The hallmark of kleptomania is the failure to resist the impulse to steal useless objects that have little monetary value. This behavior is not usually purposeful but is performed to relieve a sense of inner tension. There is often a sense of relief upon completion of the theft. The theft usually occurs in retail stores or work locations or from family members. Some patients report feeling high or euphoric while stealing. Most feel guilty after the act and may donate stolen items to charity, return items to the location from which they were stolen, or pay for the stolen items.
A comprehensive history may reveal other compulsive behavior that does not meet full criteria for obsessive–compulsive disorder (OCD). Symptoms of mood disorders, substance-use disorders, anxiety disorders, and eating disorders may also be common in this population.
Neuropsychological testing and laboratory data are nonspecific.
The diagnosis of kleptomania should not be given if the patient’s behavior is better accounted for by antisocial personality disorder, bipolar disorder, or conduct disorder or if stealing occurs as a result of anger or vengeance or as the result of a hallucination or delusional belief. Other important diagnoses to consider include major depression, anxiety disorder, and substance-use disorders.

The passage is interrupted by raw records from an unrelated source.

PR #3333, opened 2024-01-26
webgpu,api,operation,texture_view,write:format:*

shrekshao:
Mostly implements `webgpu,api,operation,texture_view,write:format:*`. Skipping `rgb10a2uint` and `sampleCount === 4` with maintanence TODO on helpers.

<hr>

**Requirements for PR author:**

- [x] All missing test coverage is tracked with "TODO" or `.unimplemented()`.
- [x] New helpers are `/** documented */` and new helper files are found in `helper_index.txt`.
- [x] Test behaves as expected in a WebGPU implementation. (If not passing, explain above.)

**Requirements for [reviewer sign-off](https://github.com/gpuweb/cts/blob/main/docs/reviews.md):**

- [x] Tests are properly located in the test tree.
- [x] [Test descriptions](https://github.com/gpuweb/cts/blob/main/docs/intro/plans.md) allow a reader to "read only the test plans and evaluate coverage completeness", and accurately reflect the test code.
- [x] Tests provide complete coverage (including validation control cases). **Missing coverage MUST be covered by TODOs.**
- [x] Helpers and types promote readability and maintainability.

When landing this PR, be sure to make any necessary issue status updates.

PR #3340, opened 2024-01-26
Extend compute pass multisampled copy texture helper to copy multiple pixels

shrekshao:
MAINTAINENCE_TODO: Extend the `copySinglePixelTextureToBufferUsingComputePass` to `copy2DTextureToBufferUsingComputePass` for copying multiple texels for multisampled texture.

This is to support sampleCount=4 for texture/write test in https://github.com/gpuweb/cts/pull/3333
<hr>


src/webgpu/gpu_test.ts
```diff
@@ -887,14 +913,24 @@ export class GPUTestBase extends Fixture<GPUTestSubcaseBatchState> {
...
     });
 
     const encoder = this.device.createCommandEncoder();
     const pass = encoder.beginComputePass();
     pass.setPipeline(computePipeline);
     pass.setBindGroup(0, uniformBindGroup);
-    pass.dispatchWorkgroups(1);
+    pass.dispatchWorkgroups(
+      (width + kWorkgroupSizeX - 1) / kWorkgroupSizeX,
+      (height + kWorkgroupSizeY - 1) / kWorkgroupSizeY,
```
kainino0x, line 931: Use Math.floor here to explicitly get an integer (instead of relying on WebIDL conversion from double to integer)

src/webgpu/gpu_test.ts
```diff
@@ -846,13 +854,26 @@ export class GPUTestBase extends Fixture<GPUTestSubcaseBatchState> {
       ${textureSrcCode}
       @group(0) @binding(1) var<storage, read_write> dst : Buffer;
 
-      @compute @workgroup_size(1) fn main() {
-        var coord = vec2<i32>(0, 0);
-        for (var sampleIndex = 0; sampleIndex < ${sampleCount};
+      struct Params {
+        origin: vec3u,
```
kainino0x, line 858: nit: If only supporting 2d textures, I think use vec2u instead of vec3u+pad. We can add vec3u later if we extend this to 3d. Right now it makes it a bit harder to read.

src/webgpu/gpu_test.ts
```diff
@@ -846,13 +854,26 @@ export class GPUTestBase extends Fixture<GPUTestSubcaseBatchState> {
...
+      };
+      @group(0) @binding(2) var<uniform> params : Params;
+
+      @compute @workgroup_size(${kWorkgroupSizeX}, ${kWorkgroupSizeY}, 1) fn main(@builtin(global_invocation_id) id : vec3u) {
+        let boundary = params.origin + params.extent;
+        let coord = params.origin + id;
+        if (any(coord >= boundary)) {
+          return;
+        }
+        let offset = (coord.x + coord.y * params.extent.x) * ${componentCount} * ${sampleCount};
```
kainino0x, line 871: If I'm reading this correctly then the origin of the texture (0,0) would map to the beginning of the buffer [0]. But I think copyTextureToBuffer would map the origin of the _copy_ to the beginning of the buffer which is more practical so it doesn't require a ton of unused padding at the start of the buffer.

kainino0x (approved):

src/webgpu/gpu_test.ts
shrekshao: You are right. Changed from using `coord.xy` to `id.xy`

src/webgpu/gpu_test.ts
```diff
@@ -869,11 +888,16 @@ export class GPUTestBase extends Fixture<GPUTestSubcaseBatchState> {
     });
 
     const storageBuffer = this.device.createBuffer({
-      size: sampleCount * type.size * componentCount,
+      size: sampleCount * type.size * componentCount * width * height,
```
shrekshao, line 891: Fixed the storage buffer size.

PR #3358, opened 2024-02-01
Remove usage of the Theora codec

padenot:
The WebGPU CTS references exactly one Theora file, and after years of service, this codec is being retired from the Web.

Some context, for the two implementations that have historically supported Theora, Chromium (except on Android) and Gecko (all platforms):
 
- https://chromestatus.com/feature/5158654475239424 (cc @dalecurtis)
- https://bugzilla.mozilla.org/show_bug.cgi?id=1860492 (I speak for Mozilla here, I'm handling this)

If need be, I can provide a media file that has exactly the same characteristics and switch it here with a different codec. However, my understanding is that what we care about here are primaries / transfer function / color space / color range and then pixel format / plane arrangement, and this seems to be covered by other codecs, so we should not lose any coverage here, as far as WebGPU is concerned.


dalecurtis:
lgtm, I agree the webm bt601 version covers this case.

kainino0x (approved):
LGTM! We copied these cases originally from WebGL. You'll want to remove the Theora WebGL tests too, see:
https://github.com/KhronosGroup/WebGL/tree/main/sdk/tests/resources
(and whatever tests reference them)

Psychotherapy and pharmacotherapy have been found useful in single reports. Selective serotonin reuptake inhibitors (SSRIs) and lithium are the agents used most frequently to treat kleptomania. Response rates are confounded by the high rates of comorbid mood and eating disorders.
The majority of patients with kleptomania have a lifetime diagnosis of major mood disorder. Anxiety disorder is also common, as are substance-use and eating disorders. Complications include apprehension, arrest, and conviction for stealing with shame and embarrassment to the patient, friends, and family members. Other risks might include self-destructive behavior associated with major mood disorders and substance use. Adverse outcomes of treatment are related to the side effects of medication and failure to recognize comorbid conditions that may be treated easily.